Around 150 people, mostly Lebanese and Syrians, were on board the small boat that sank Thursday in the Mediterranean Sea off the Syrian city of Tartus.

“The number of victims from the shipwreck has reached 73 people,” Syria’s Health Minister Hassan Al-Ghabash said in a statement, adding that 20 survivors were being treated in hospital in Tartus.

Of those rescued, five were Lebanese, Lebanon’s caretaker transport minister Ali Hamie said.

“I am discussing with Syria’s transport minister a mechanism to retrieve the corpses from Syria,” Hamie said. 

Tartus is the southernmost of Syria’s main ports, and lies some 50 kilometers (30 miles) north of the northern Lebanese port city of Tripoli, where the passengers had boarded.

“We are dealing with one of our largest ever rescue operations,” Sleiman Khalil, an official at Syria’s transport ministry said.

“We are covering a large area that extends along the entire Syrian coast,” he added, saying high waves made their work challenging.

Many of the boat’s Lebanese passengers hail from impoverished regions in the country’s north including the city of Tripoli, Lebanon’s poorest.

Tripoli has emerged as a illegal migration hub, with most migrant boats departing from its shores.

Wissam Al-Talawi, a Tripoli resident who hails from the northern Akkar region, was among the survivors and is being treated in hospital, his brother Ahmad said.

But the corpses of Wissam’s two daughters, aged five and nine, had been returned to Lebanon where they were buried early on Friday, Ahmad said.

“They left two days ago,” he added.

“(My brother) couldn’t afford his daily expenses, or the cost of enrolling his children in school,” he added, saying Wissam’s wife and two sons remain missing.

Other relatives said they had arrived at Syria’s border to check on their relatives.

Last year Lebanon saw a spike in the number of migrants using its shores to attempt the perilous crossing in overcrowded boats to reach Europe.

In April, the sinking of an overcrowded migrant boat pursued by the Lebanese navy off the northern coast of Tripoli killed dozens of people, sparking anger in the country.
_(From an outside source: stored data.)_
PR #322, opened 2019-10-05
refactor(form): add unique id to radio and checkbox

### LINKED ISSUE #258: Form Radio And Checkbox | non string value blows up prop types
### Current Behavior

When a non boolean value is passed in as the value for a `checkbox` or `radio` it is also expected that we have an `id` to pass as the name of the `Input` and the `for` prop of the `FormGroup`.

When we do this 2 propType errors occur.
1 - FormGroup => `for` prop expected string
2 - Input => `name` prop expected string

### Expected behavior
You should be able to pass in any value that you want for checkbox/radio to accep and a custom `name` prop that you can just use for keeping the field names separated.

### Reproducible example

https://codesandbox.io/s/reactstrap-formik-issue-258-ucnkx

### Suggested solution(s)

1 - We update the Radio/Checkbox to pass `for` and `name` as `id` if it exists and make a note in the readme about `non-string` values

2 - We update the Radio/Checkbox to have a `name` prop instead of `id` and if it exists to overwrite as the `for` and `name` prop of the input/formgroup. BREAKING CHANGE

### Additional context

I think it made more sense keeping the props as the `name` because that is what everyone is used to but doing it with `id` was probably the wrong thing to do

stephanrotolante:
fixes #258

### DIFF
--- a/packages/form/src/Checkbox.js
+++ b/packages/form/src/Checkbox.js
@@ -1,4 +1,4 @@
-import React from 'react';
+import React, { useState } from 'react';
 import PropTypes from 'prop-types';
 import { Label, Input } from 'reactstrap';
 import uuid from 'uuid/v4';
@@ -15,7 +15,7 @@ const Checkbox = ({
 }) => {
   const { value, toggle, metadata } = useCheckboxGroup(checkValue);
 
-  const inputId = id || uuid();
+  const [inputId] = useState(id || uuid());
 
   const classes = classNames(
     className,
--- a/packages/form/src/Checkbox.js
+++ b/packages/form/src/Checkbox.js
@@ -1,6 +1,7 @@
 import React from 'react';
 import PropTypes from 'prop-types';
 import { Label, Input } from 'reactstrap';
+import uuid from 'uuid/v4';
 import classNames from 'classnames';
 import { useCheckboxGroup } from './CheckboxGroup';
 import FormGroup from './FormGroup';
@@ -14,6 +15,8 @@ const Checkbox = ({
 }) => {
   const { value, toggle, metadata } = useCheckboxGroup(checkValue);
 
+  const inputId = id || uuid();
+
   const classes = classNames(
     className,
     metadata.touched ? 'is-touched' : 'is-untouched',
@@ -21,10 +24,10 @@ const Checkbox = ({
   );
 
   return (
-    <FormGroup for={checkValue} check inline disabled={attributes.disabled}>
+    <FormGroup for={inputId} check inline disabled={attributes.disabled}>
       <Input
-        id={id || checkValue}
-        name={checkValue}
+        id={inputId}
+        name={inputId}
         className={classes}
         type="checkbox"
         {...attributes}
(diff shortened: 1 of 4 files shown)


nylon22 (changes requested):
Changes LGTM 🚀 Could we get a few simple tests, however? Should be very similar to the tests in this PR: https://github.com/Availity/availity-react/pull/308/files#diff-fdc295e0a32535d66153705e5597f8cc

robmcguinness:
Any chance we can switch to https://www.npmjs.com/package/nanoid. We use this lib internally within Node projects and also the bundle size is a bit smaller: https://bundlephobia.com/result?p=nanoid@2.1.2 vs https://bundlephobia.com/result?p=uuid@3.3.3

@GoPro16 @nylon22  thoughts?

GoPro16:
That should be fine. TBH its not like we need a super crazy uuid here. Just need something small enough to create a unique id for a field

stephanrotolante:
Why import a package that creates a uuid, when you can just make simple function within project that generates a string hash?

robmcguinness:
@stephanrotolante that is fine too. We have done this before https://github.com/Availity/availity-angular/blob/master/src/core/utils/uuid.js (copied from Angular source).

packages/form/src/Checkbox.js
```diff
@@ -14,25 +15,27 @@ const Checkbox = ({
 }) => {
   const { value, toggle, metadata } = useCheckboxGroup(checkValue);
 
+  const inputId = id || uuid();
```
TheSharpieOne: Wouldn't this potentially generate a new uuid with every render?

Maybe there is (or we can make) a `useUuid()` which will generate the uuid on the first render and return the same value every subsequent render. (or `useId()` to be agnostic to the underlying lib if you go with nanoid)

GoPro16: Actually, you are correct this most certainly will. Love the suggestion! We should just add this as a sub component under the `@availity/form` package as it could be useful for DX for people to use that so they can track the idea in a HOC for setting field values manually later.

I am trying to get away from having our own hooks package as their are a lot of other good mono repos out there that we could be using now for hooks. Would be a good feature request to have in something like [react-use](https://github.com/streamich/react-use)

TheSharpieOne: I suppose `const [id] = useState(() => uuid())` (or maybe even just `const [id] = useState(uuid)`, since `uuid` is a function and `useState` will not pass any args) would be similar. Doesn't seem like a specialized hook would be needed.

GoPro16: Right, it's a simple implementation but a pretty useful hook nonetheless that can just be an addition to some hooks package rather than defining it ourselves.

being way to overkill here with my comments so you guys can just ignore me 🙃

TheSharpieOne: I thought about adding it to react-use, but either have to pick the lib (uuid vs nanoid) or if we allow the developer to supply their own (to be more flexible), it ends up being a pointless abstraction (IMO) `const id = useId(uuid)` vs `const [id] = useState(uuid)`

nylon22 (approved):
LGTM. Thanks for contribution! 🙌

GoPro16 (approved):

PR #332, opened 2019-10-10
refactor(date): added test and pre-set date ranges

### LINKED ISSUE #331: Date Range does not have presets
### Current Behavior

**DateRange** in component `@availity/form` doesn't have the preset ranges

### Desired Behavior

When adding the ranges in the props, the component should be able to add the ranges button

### Suggested Solution

https://github.com/Availity/availity-react/blob/master/packages/reactstrap-validation-date/src/AvDateRange.js#L445

All users

Copy **AvDateRange** format

### Additional context

https://github.com/Availity/availity-react/blob/master/packages/reactstrap-validation-date/src/AvDateRange.js#L445

stephanrotolante:
fixes #331

### DIFF
--- a/packages/date/tests/DateRange.test.js
+++ b/packages/date/tests/DateRange.test.js
@@ -292,19 +292,32 @@ describe('DateRange', () => {
         }}
         onSubmit={onSubmit}
       >
-        <DateRange id="dateRange" name="dateRange" range />
+        <DateRange id="dateRange" name="dateRange" ranges />
         <Button type="submit">Submit</Button>
       </Form>
     );
 
     container.querySelector('.DateRangePickerInput_calendarIcon').click();
 
-    setTimeout(() => {
+    await wait(() => {
       expect(
         container.querySelector(
           '.DayPicker_calendarInfo__horizontal DayPicker_calendarInfo__horizontal_1'
         )
-      ).toBeTruthy();
-    }, 3000);
+      ).toBeDefined();
+    });
+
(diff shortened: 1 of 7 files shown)


packages/date/tests/DateRange.test.js
```diff
@@ -281,4 +281,30 @@ describe('DateRange', () => {
...
+        onSubmit={onSubmit}
+      >
+        <DateRange id="dateRange" name="dateRange" range />
+        <Button type="submit">Submit</Button>
+      </Form>
+    );
+
+    container.querySelector('.DateRangePickerInput_calendarIcon').click();
+
+    setTimeout(() => {
```
GoPro16: Instead of calling `setTimeout` you can use the methods from `@testing-library/react` to wait for the change

```js
import { wait } from '@testing-library/react'

await wait(() => {
expect(somethingToHappen)
})
```

GoPro16 (changes requested):
We still need to add the new prop typescript definition to the [docs here](https://availity.github.io/availity-react/form/date/components/date-range/#gatsby-focus-wrapper).

It looks like we didn't add any typescript definitions for the ranges prop as well in the `reactstrap-validation-date`. We probably should get that added in there as well.

Additionally would be good if we can grab one of the range items and simulate clicking it in a unit test to make sure the `datepicker` does get updated properly.

GoPro16 (approved):
LGTM

PR #335, opened 2019-10-11
feat(select,reactstrap-validation-select): Handle AutoFillType function values

### LINKED ISSUE #334: (select, reactstrap-validation-select) Allow function in values of AutoFillType
### Current Behavior

`autofill` can be a boolean or an object containing key/value pairs of a key corresponding to the `name` of an input on the form and a string value corresponding to a path on the selected option value to autofill like so:

```jsx
<Select
    ...
    autofill={{ payerName: 'payer.name', payerId: 'payer.id' }}
/>
```

### Desired Behavior

Handle the values of keys in an `AutoFillType` as a function for more complex logic on what should be autofilled. For example, say you have a `payer` input that should be autofilled to `payer.name` if it exists, otherwise it should be filled to `payer.id`. Would look like this:

```jsx
<Select
    ...
    autofill={{ payer: opt => opt.payer.name || opt.payer.id }}
/>
```

### Suggested Solution

For each `autofill` value, if it is a string, use `lodash.get` to grab the value. If it is a function, call it with the selected object and assign the returned result to the value to prefill

All

NA

### Additional context

NA

nylon22:
closes #334

### DIFF
--- a/docs/source/form/select/components/select.md
+++ b/docs/source/form/select/components/select.md
@@ -76,6 +76,16 @@ If `true`, when the value of the dropdown changes, if the `isMulti` prop is `fal
 
 For example, if the new value is `{ "payer": "Availity" }`, in order for the payer input in the form to be auto-filled to "Availity", the `name` prop on the input must be "payer". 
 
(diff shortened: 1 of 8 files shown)


GoPro16 (approved):
LGTM 🚀

PR #343, opened 2019-10-15
Refactor/favorites event

GoPro16:
- Fixed `onChange` callback to actually return the new state of the favorite change.
- Added `event: MouseEvent` to the callback in order to do things like `stopPropagation`
- Added Typescript Definitions


nylon22 (approved):
LGTM

PR #346, opened 2019-10-18
feat(analytics): added analytics package

GoPro16:
Adds wrapper around `@availity/analytics-core` package.

Makes it much easier to configure analytics instead of having to define it all using base javascript.

React also allows the component to unmount, removing all event listeners when developing locally. This prevents the number of API calls from being duplicated once the DOM Hot reloads after making changes.

I'm up for suggestions, I was thinking maybe for the React side we just allow a boolean or enum for what log message service you want to use and create it for the user rather than still having them provide the array themselves. We can still optionally allow them to pass in their own but feel like the same logic is duplicated across all our apps.

### DIFF
--- a/docs/gatsby-config.js
+++ b/docs/gatsby-config.js
@@ -66,6 +66,13 @@ module.exports = {
             },
           ],
           'Portal Components': [
+            {
+              resolve: 'components/analytics/index',
+              pages: [
+                'components/analytics/analytics',
+                'components/analytics/hook',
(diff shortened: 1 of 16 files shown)


jordan-a-young:
This looks awesome!

jordan-a-young (approved):

chrishavekost (approved):
LGTM, I like the `cleanup` effect too.

PR #356, opened 2019-10-22
feat(date): add autoSync prop to allow for automatically filling dateranges

jordan-a-young:

8. Make sure your code passed the conventional commits check. Read more about [conventional commits](https://www.conventionalcommits.org/en/v1.0.0-beta.4/#summary)


TheSharpieOne:
🤔 `autosync` seems to describe what it does more than `autofill` based on how it handles when both values are present.
Also, the whole change the end date when the start date is _after_ the end date doesn't seem to intuitive.
You are forcing the user to change the start date first. Other implementations would simply swap the start and end dates if they were not chronological.
autofill-date-expectations

jordan-a-young:
@GoPro16 mentioned he was concerned about 508 compliance as well. I may need to rethink how this works. There seem to be more negatives than positives

packages/date/src/DateRange.js
```diff
@@ -28,7 +28,7 @@ const AvDateRange = ({
   datepickerProps,
   'data-testid': dataTestId,
   datepicker,
-  autofill,
+  autosync,
```
GoPro16: Should it be `autoSync` or `autosync`? `Autofill` made sense bc that is defined as a single word but not the other way? 📖 🤔 

Either is good with me but figured I would note in case you thought the same

nylon22: 🤓

nylon22: 8a6220b6bedee839a0435fdf955fd9cf091fddab

packages/date/src/DateRange.js
```diff
@@ -132,10 +133,31 @@ const DateRange = ({
...
+            [endKey]: value,
+          },
+          true
+        );
+        await setFieldTouched(name, true);
+      }
     }
+  };
+
+  const onFocusChange = async input => {
```
GoPro16, line 158: When `autoSync` is `true` and we auto fill then end date, we should also close the calendar if the user tabs off of the end date input potentially to prevent it from remaining open until the user has clicked out of the input.

GoPro16 (changes requested):

packages/date/src/DateRange.js
nylon22: I cannot find a way to hook into the `onBlur` event of the end date input.

The `<DateRangePickerInput />` does support an `onEndDateTab` prop. https://github.com/airbnb/react-dates/blob/7c58d6d6aadf0061980f1adeb52465c2606d58ac/src/components/DateRangePickerInput.jsx#L278

However, the `<DateRangePickerInputController />`, which is what the `<DateRangePicker />` renders, does not pass that prop down:

https://github.com/airbnb/react-dates/blob/7c58d6d6aadf0061980f1adeb52465c2606d58ac/src/components/DateRangePickerInputController.jsx#L311-L352

[Here](https://github.com/airbnb/react-dates/blob/master/src/shapes/DateRangePickerShape.js) are all the props that the `<DateRangePicker />` supports. 

I'll open up an issue on `react-dates` unless you see something I'm missing.

GoPro16: I think that should help us out here, more so than the `onFocusChange` potentially. Yeah it does look like its missing from the props. We can open up an issue and once that gets fixed we can re-open a new PR to fix this then as its a one off case with the focus on tab change.

GoPro16 (approved):

PR #556, opened 2020-06-03
feat(select): add onError prop for api errors

christieb7007:
adds prop to catch and handle any api errors


docs/source/form/select/components/resource-select.md
```diff
@@ -129,6 +129,10 @@ When true, `resource.all()` is called to fetch all the results, and search strin
 
 Example: AvRegionsSelect has a limited number of results and no api search param
 
+### `onError: (error: object) => void`
```
nylon22: let's be more explicit

```
### `onError: (error: Error) => void`
```

packages/select/typings/ResourceSelect.d.ts
```diff
@@ -45,6 +45,7 @@ export interface ResourceSelectProps<T> extends SelectFieldProps<T> {
       ) => boolean);
   additionalPostGetArgs?: object;
   pageAll?: boolean;
+  onError?: Function;
```
nylon22: let's be more explicit here too:

```
  onError?: (error: Error) => void;
```

nylon22 (approved):
LGTM 🔥

PR #568, opened 2020-06-16
feat: add scripts to check for missing dependencies and artifactory r…

chrishavekost:
…eferences

This PR adds scripts to package.json that run during the pre-push phase of a commit. These scripts should block changes if there any missing dependencies for a package or if the lockfile has references to artifactory.

### DIFF
--- a/scripts/artifactory-check.sh
+++ b/scripts/artifactory-check.sh
@@ -12,8 +12,18 @@
 # error out if something fails
 set -e
 
-if grep -R --exclude='*.sh' 'artifactory.availity' --include='yarn.lock' ./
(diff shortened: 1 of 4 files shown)


scripts/artifactory-check.sh
```diff
@@ -0,0 +1,22 @@
...
+#   - Run:
+#       npm run check:packages
+#
+
+# error out if something fails
+set -e
+
+if grep -R --exclude='*.sh' 'artifactory.availity' --include='yarn.lock' ./
+then
+  printf "\nOne of your packages contains a dependency from registry: artifactory.availity.com.\n"
```
GoPro16, line 27: Can we add a cool text art here? Like someone with their arms crossed?

GoPro16 (approved):
LGTM. 🔥 

Can you make this same PR to sdk-js and workflow?

PR #576, opened 2020-06-28
refactor(pagination): debounce resetParams effect

nylon22:
Debounces the effect run when `resetParams` changes

This is useful for when the developer wants to use `resetParams` in place of `watchList`, which is common when using `AvResourcePagination`, since changing `watchList` does not reset the current page. Using `resetParams` instead of `watchList` when paging protects against a query being made for a page that does not exist. This change allows the developer to relieve pressure off the api being called when using `resetParams` in the same manner as `watchList`.


chrishavekost (approved):
Change LGTM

The circumstances of that incident were not entirely clear, with some on board claiming the navy rammed their vessel, while officials insisted the smugglers attempted reckless escape manoeuvres.

Many of the bodies were never recovered.

On September 13, Turkey’s coastguard announced the death of six migrants, including two babies, and rescued 73 people trying to reach Europe, off the coast of the southwestern province of aft.

They had reportedly boarded from Tripoli in Lebanon in an attempt to reach Italy.

Most of the boats setting off from Lebanon head for European Union member Cyprus, an island 175 kilometers away to the west.